- [The problem]: The expected response is a copy of every line in the entries below that includes the word "know".

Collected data
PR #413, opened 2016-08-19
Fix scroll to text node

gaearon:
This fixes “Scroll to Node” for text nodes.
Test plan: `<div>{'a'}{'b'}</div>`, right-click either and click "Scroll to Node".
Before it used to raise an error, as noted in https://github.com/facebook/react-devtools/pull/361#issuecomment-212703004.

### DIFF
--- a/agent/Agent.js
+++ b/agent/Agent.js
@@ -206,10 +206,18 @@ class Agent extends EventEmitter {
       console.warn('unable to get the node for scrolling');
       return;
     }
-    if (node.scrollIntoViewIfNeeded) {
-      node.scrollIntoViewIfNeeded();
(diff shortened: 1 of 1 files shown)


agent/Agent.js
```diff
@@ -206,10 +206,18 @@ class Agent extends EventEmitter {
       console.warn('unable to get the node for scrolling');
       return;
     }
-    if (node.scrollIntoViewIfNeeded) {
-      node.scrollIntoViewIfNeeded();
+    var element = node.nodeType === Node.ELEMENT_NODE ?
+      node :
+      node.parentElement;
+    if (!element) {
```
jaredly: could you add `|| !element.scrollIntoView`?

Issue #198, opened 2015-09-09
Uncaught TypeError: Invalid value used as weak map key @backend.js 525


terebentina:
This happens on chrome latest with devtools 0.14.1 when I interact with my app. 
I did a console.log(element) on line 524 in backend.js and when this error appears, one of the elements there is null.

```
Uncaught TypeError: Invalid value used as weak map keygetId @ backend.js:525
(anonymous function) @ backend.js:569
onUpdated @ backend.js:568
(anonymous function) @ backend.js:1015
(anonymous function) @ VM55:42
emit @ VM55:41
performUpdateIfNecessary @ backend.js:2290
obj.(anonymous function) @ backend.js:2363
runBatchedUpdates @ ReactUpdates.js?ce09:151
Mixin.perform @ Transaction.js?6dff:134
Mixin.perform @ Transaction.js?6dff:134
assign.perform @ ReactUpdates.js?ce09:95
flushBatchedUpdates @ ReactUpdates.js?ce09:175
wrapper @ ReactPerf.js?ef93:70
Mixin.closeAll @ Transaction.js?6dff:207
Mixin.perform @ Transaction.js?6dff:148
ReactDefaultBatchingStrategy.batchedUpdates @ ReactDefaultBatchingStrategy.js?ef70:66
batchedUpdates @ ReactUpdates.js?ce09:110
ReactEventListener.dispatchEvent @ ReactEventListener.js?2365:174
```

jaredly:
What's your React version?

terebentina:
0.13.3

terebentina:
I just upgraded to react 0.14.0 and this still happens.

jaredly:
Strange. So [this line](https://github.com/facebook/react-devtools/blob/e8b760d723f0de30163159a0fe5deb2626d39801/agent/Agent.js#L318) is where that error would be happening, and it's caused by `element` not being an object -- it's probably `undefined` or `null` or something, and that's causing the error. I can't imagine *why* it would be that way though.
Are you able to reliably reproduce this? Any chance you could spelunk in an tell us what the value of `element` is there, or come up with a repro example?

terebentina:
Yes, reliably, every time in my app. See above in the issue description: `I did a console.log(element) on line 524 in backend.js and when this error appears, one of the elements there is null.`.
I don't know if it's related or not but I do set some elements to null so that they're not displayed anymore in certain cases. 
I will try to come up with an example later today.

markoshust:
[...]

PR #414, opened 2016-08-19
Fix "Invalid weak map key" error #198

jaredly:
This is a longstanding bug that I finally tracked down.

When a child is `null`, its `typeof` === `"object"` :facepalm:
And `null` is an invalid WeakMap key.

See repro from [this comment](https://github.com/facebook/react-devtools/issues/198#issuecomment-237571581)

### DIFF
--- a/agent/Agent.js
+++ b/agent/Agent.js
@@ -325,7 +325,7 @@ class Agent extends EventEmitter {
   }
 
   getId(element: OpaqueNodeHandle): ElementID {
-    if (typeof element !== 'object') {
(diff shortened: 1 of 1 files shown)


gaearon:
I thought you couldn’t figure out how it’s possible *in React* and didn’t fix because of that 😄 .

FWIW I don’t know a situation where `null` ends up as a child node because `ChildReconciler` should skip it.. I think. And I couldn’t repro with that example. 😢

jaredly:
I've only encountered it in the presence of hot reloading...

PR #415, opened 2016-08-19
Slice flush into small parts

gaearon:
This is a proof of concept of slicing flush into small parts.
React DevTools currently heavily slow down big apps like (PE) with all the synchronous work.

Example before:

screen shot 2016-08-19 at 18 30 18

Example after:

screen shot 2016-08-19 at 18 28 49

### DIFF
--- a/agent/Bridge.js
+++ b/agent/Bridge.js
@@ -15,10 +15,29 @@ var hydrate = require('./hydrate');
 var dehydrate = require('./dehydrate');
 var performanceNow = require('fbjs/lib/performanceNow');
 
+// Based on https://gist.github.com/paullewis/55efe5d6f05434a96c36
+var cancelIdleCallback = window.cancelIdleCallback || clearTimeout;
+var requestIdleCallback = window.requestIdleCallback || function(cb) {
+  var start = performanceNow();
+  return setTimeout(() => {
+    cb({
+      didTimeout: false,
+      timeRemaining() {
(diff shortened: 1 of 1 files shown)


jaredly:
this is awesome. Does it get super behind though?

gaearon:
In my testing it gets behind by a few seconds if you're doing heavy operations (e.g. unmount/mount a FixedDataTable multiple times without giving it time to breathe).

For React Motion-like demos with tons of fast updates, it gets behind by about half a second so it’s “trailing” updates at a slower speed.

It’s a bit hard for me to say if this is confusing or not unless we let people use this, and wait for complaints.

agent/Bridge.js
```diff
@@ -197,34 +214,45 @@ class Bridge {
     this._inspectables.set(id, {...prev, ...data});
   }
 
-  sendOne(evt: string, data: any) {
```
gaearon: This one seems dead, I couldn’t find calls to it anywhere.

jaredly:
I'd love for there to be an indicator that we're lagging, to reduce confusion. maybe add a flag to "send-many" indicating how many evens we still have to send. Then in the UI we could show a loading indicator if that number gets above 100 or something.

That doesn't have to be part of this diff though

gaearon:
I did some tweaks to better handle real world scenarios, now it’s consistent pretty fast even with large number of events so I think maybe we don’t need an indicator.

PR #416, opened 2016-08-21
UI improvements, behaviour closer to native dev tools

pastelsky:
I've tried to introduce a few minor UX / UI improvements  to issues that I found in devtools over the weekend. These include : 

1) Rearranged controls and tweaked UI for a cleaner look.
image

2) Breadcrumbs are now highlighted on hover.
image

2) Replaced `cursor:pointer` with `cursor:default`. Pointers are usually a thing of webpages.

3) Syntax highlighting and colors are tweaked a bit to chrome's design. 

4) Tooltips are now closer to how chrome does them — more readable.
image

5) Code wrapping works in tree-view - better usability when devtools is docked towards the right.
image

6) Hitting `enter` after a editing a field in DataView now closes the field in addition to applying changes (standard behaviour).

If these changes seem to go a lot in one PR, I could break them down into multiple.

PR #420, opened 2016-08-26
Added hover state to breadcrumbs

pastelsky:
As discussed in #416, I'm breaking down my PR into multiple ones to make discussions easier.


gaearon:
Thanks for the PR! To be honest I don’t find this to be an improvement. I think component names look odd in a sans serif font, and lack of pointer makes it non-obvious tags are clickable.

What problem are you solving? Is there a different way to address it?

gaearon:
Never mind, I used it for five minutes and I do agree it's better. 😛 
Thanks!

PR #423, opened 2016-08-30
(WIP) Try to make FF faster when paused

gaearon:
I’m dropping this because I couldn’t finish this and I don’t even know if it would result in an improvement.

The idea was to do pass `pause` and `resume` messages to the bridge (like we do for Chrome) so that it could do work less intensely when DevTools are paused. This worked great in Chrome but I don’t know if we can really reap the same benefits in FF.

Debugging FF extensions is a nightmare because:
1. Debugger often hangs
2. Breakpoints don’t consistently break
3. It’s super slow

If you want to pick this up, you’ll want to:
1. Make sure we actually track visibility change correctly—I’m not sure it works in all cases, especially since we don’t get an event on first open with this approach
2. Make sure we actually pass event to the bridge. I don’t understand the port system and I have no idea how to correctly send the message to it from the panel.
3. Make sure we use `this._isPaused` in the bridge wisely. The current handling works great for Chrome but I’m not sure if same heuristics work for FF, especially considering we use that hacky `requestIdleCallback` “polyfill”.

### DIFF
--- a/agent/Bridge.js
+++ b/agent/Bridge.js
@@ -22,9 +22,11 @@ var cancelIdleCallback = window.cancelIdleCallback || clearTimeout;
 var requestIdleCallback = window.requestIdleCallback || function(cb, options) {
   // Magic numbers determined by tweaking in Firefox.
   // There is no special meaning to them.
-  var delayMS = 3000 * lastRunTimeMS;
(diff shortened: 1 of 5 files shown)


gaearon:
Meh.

- [Exercise answer]:
I don't know if it's related or not but I do set some elements to null so that they're not displayed anymore in certain cases. 
FWIW I don’t know a situation where `null` ends up as a child node because `ChildReconciler` should skip it.. I think. And I couldn’t repro with that example. 😢
I’m dropping this because I couldn’t finish this and I don’t even know if it would result in an improvement.
The idea was to do pass `pause` and `resume` messages to the bridge (like we do for Chrome) so that it could do work less intensely when DevTools are paused. This worked great in Chrome but I don’t know if we can really reap the same benefits in FF.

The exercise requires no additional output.